Implementing Search

The K2 search features provide your application with many choices for giving users precise results. By using the correct type of search, users can quickly find the information they need. Even one-word queries can return accurate results.

Your application conducts searches by making calls to the K2 VSearch Java API or the Verity Client C API.

Simple Search

By default, single words are searched case-insensitively and strings of words are searched as phrases. Your application can force case-sensitive searching by adding the <CASE> operator to the user’s search term. Your application can force a search for the individual words in a phrase (such as air conditioning) by converting the string to a comma-separated list of terms (air,conditioning) before submitting the query to K2.

Stemmed Search

Stemmed search is a fuzzy search (an inexact search) that returns occurrences of indexed words whose word stems match the search term. For example, a stemmed search for dance returns documents that contain dance or dancer or dances.

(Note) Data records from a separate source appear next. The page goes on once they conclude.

PR #341, opened 2019-01-09
Move authorize-ios into package

imurchie:
The `authorize-ios` utility is only used for `appium-ios-driver`, so there is no need to have it be separate. 

The final vestiges of dearchitecturing.


imurchie:
Probably worth doing, though it's not technically a breaking change.

PR #362, opened 2019-03-14
Replace outdated dependency with a new-born

MrDatastorage:


mykola-mokhnach:
I don't observe many fixes has been added into the new fork. Isn't it possible to continue working with the original lib?

MrDatastorage:
> I don't observe many fixes has been added into the new fork. Isn't it possible to continue working with the original lib?

@mykola-mokhnach, we going to maintenance the xmldom. Only the old xmldom is never been updated in 2 years. A lot of contributors love to keep maintaining. So we great the reborn.

PR #368, opened 2019-04-01
pass platformversion and issafari to WebKitRemoteDebugger in real device

KazuCocoa:
When I investigated https://github.com/appium/appium/issues/12398#issuecomment-478270634 , I found this.

In https://github.com/appium/appium-remote-debugger/pull/122/files#diff-79c9727f17e7f83c1c33f14bbe7a55e2R23 , the platfotmVersion should be `12.1` for example.
But in real device, `WebKitRemoteDebugger` does not pass the value to the class. So, `opts.platformVersion` becomes `undefined`. As the result, https://github.com/appium/appium-remote-debugger/pull/122/files#diff-17ff41d4312838bfdfc249e22bb720f8R43 never be `true`.

After this change, I ensured https://github.com/appium/appium/issues/12398#issuecomment-478270634 did not happen in my environment.

### DIFF
--- a/lib/commands/context.js
+++ b/lib/commands/context.js
@@ -203,6 +203,8 @@ extensions.listWebFrames = async function listWebFrames (useUrl = true) {
       this.remote = new WebKitRemoteDebugger({
         port: this.opts.webkitDebugProxyPort,
         webkitResponseTimeout: this.opts.webkitResponseTimeout,
+        platformVersion: this.opts.platformVersion,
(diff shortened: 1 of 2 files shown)


KazuCocoa:
ah, I see about the next step 👍 
Will bump package.json after publishing new https://github.com/appium/appium-remote-debugger

imurchie:
`appium-remote-debugger@4.1.0` is out.

PR #373, opened 2019-04-26
Mock xcrun calls

imurchie:
Three unit tests still actually made system calls to `xcrun`. Mock those.

@mykola-mokhnach Can you run the existing utils unit tests (`npm run build && npx mocha -R spec build/test/unit/utils-specs.js`) before trying this patch? If the same three `TypeError` errors come up, then that kind of confirms this is the place. Then with this patch those should be gone.

That would also confirm that the problem is somewhere in the system call, which sucks. I would suggest at that point going into `teen_process` and trying to `exec` the `xcrun --sdk iphonesimulator --show-sdk-version` and see where the error comes up.

I wish I could reproduce this so I could investigate. :(

### DIFF
--- a/test/unit/utils-specs.js
+++ b/test/unit/utils-specs.js
@@ -1,26 +1,34 @@
-// transpile:mocha
-
 import * as utils from '../../lib/utils';
 import chai from 'chai';
 import chaiAsPromised from 'chai-as-promised';
+import { withMocks } from 'appium-test-support';
+import xcode from 'appium-xcode';
+
 
 chai.should();
 chai.use(chaiAsPromised);
 
-describe('prepareIosOpts', function () {
+describe('prepareIosOpts', withMocks({xcode}, (mocks) => {
+  beforeEach(function () {
+    mocks.xcode.expects('getMaxIOSSDK')
+      .once().returns('9.3');
+  });
+  afterEach(function () {
+    mocks.verify();
+  });
   it('should use instruments without delay by default', function () {
-    let opts = {};
+    const opts = {};
     utils.prepareIosOpts(opts);
     opts.withoutDelay.should.be.true;
   });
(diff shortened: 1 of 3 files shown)


mykola-mokhnach:
```
npm run build && npx mocha -R spec build/test/unit/utils-specs.js

> appium-ios-driver@4.2.2 build /Users/elf/code/appium-ios-driver
> gulp transpile

[07:46:20] Using gulpfile ~/code/appium-ios-driver/gulpfile.js
[07:46:20] Starting 'transpile'...
[07:46:24] Finished 'transpile' after 4.01 s


  prepareIosOpts
    ✓ should use instruments without delay by default
    ✓ should use instruments without delay if explicitly not using native instruments
    ✓ should not use instruments without delay if using native intruments


  3 passing (22ms)
```

There are fine

mykola-mokhnach:
Also I cannot imagine how undefined could be returned from teen_process, because it can ONLY resolve to a dictionary: https://github.com/appium/node-teen_process/blob/30ab25a454b19507a3050fa9dd6613d6edb6470b/lib/exec.js#L92

test/unit/utils-specs.js
```diff
@@ -1,26 +1,34 @@
...
   it('should use instruments without delay if explicitly not using native instruments', function () {
-    let opts = {nativeInstrumentsLib: false};
+    const opts = {nativeInstrumentsLib: false};
     utils.prepareIosOpts(opts);
     opts.withoutDelay.should.be.true;
   });
   it('should not use instruments without delay if using native intruments', function () {
-    let opts = {nativeInstrumentsLib: true};
+    const opts = {nativeInstrumentsLib: true};
     utils.prepareIosOpts(opts);
```
mykola-mokhnach: this is an async call, btw

PR #378, opened 2019-05-24
Add safariShowFullResponse cap

imurchie:
For logging verbosity reasons we truncate the data the Web Inspector returns, but it is sometimes useful to see it, in full. This cap gives access to that information.


lib/commands/context.js
```diff
@@ -179,6 +179,9 @@ extensions.getNewRemoteDebugger = async function getNewRemoteDebugger () { // es
     garbageCollectOnExecute: util.hasValue(this.opts.safariGarbageCollect)
       ? !!this.opts.safariGarbageCollect
       : true,
+    logFullResponse: util.hasValue(this.opts.safariShowFullResponse)
```
mykola-mokhnach: isn't this the same as `!!this.opts.safariShowFullResponse` ?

To conduct a stemmed search, your application adds the <STEM> operator to the user’s search terms.

Typo Search

Typo search is a fuzzy search that allows your users to find and retrieve documents even when they misspell the search terms. K2 allows a customizable, limited range of deviation in spelling between search terms and their indexed equivalents. For example, a typo search for contiment might return documents containing either continent or condiment.

To conduct a typo search, your application adds the <TYPO> operator to the user’s search term.

Synonym Search

Synonym search is a fuzzy search that returns occurrences of the search term or any of its synonyms. The synonyms are listed in a thesaurus file. For example, a synonym search for brave might return documents that contain brave or courageous or fearless.

To conduct a synonym search, your application adds the <THESAURUS> operator to the user’s search term. A properly constructed and compiled thesaurus file must be installed. K2 is delivered with default thesauruses for some languages; for others, the administrator may have to create a thesaurus file, as described in Using Thesauruses.

Soundex Search

Soundex is a fuzzy search that retrieves documents containing terms that are phonetically similar to the search term. For example, a Soundex search for Joan might return documents containing either Jean or Jane.

To conduct a Soundex search, your application adds the <SOUNDEX> operator to the user’s search term.

Word stems and indexed synonyms can be used in search terms, and relevancy ranking to assign a user-identified level of importance to documents. Wild cards can also be employed when they know only a few characters or a characteristic of a string being searched.

Wildcard Search

In wildcard search, users can substitute a wildcard character when they know only some of the characters of the term they are searching for. For example, a wildcard search for ta*l returns documents that contain tail or tall or tactical.

To conduct a wildcard search, your application adds the <WILDCARD> operator to the user’s search term.

Language-Specific Search

K2 includes support for search and display of documents in multiple languages. An application can be licensed to support one or more locales, each of which allows a user to search according to the rules of the locale’s language.

Also, if your K2 installation is using the multilanguage locale (see Locales), users of your application are able to conduct stemmed searches in any of the locale’s languages for which your installation is licensed.

For example, a single collection might include documents in English, French, and Japanese. The user can select a language and enter a term, and then your application can construct a query term like this:

<LANG/fr><STEM>fort

in which case only documents containing French words whose stem is fort will be returned.

Accent-Insensitive Search

Depending on the language of the documents being searched, searches with the simple query parser are by default either accent-insensitive or accent-sensitive. In an accent-insensitive search, using the search term resume returns documents that contain resume or resumé or résumé. In an accent-sensitive search, using the search term resume returns only documents that contain resume.

Converting your application between accent-insensitive and accent-sensitive searching is not a programming task; it is a configuration task performed by the administrator, as explained in the Verity Locale Configuration Guide.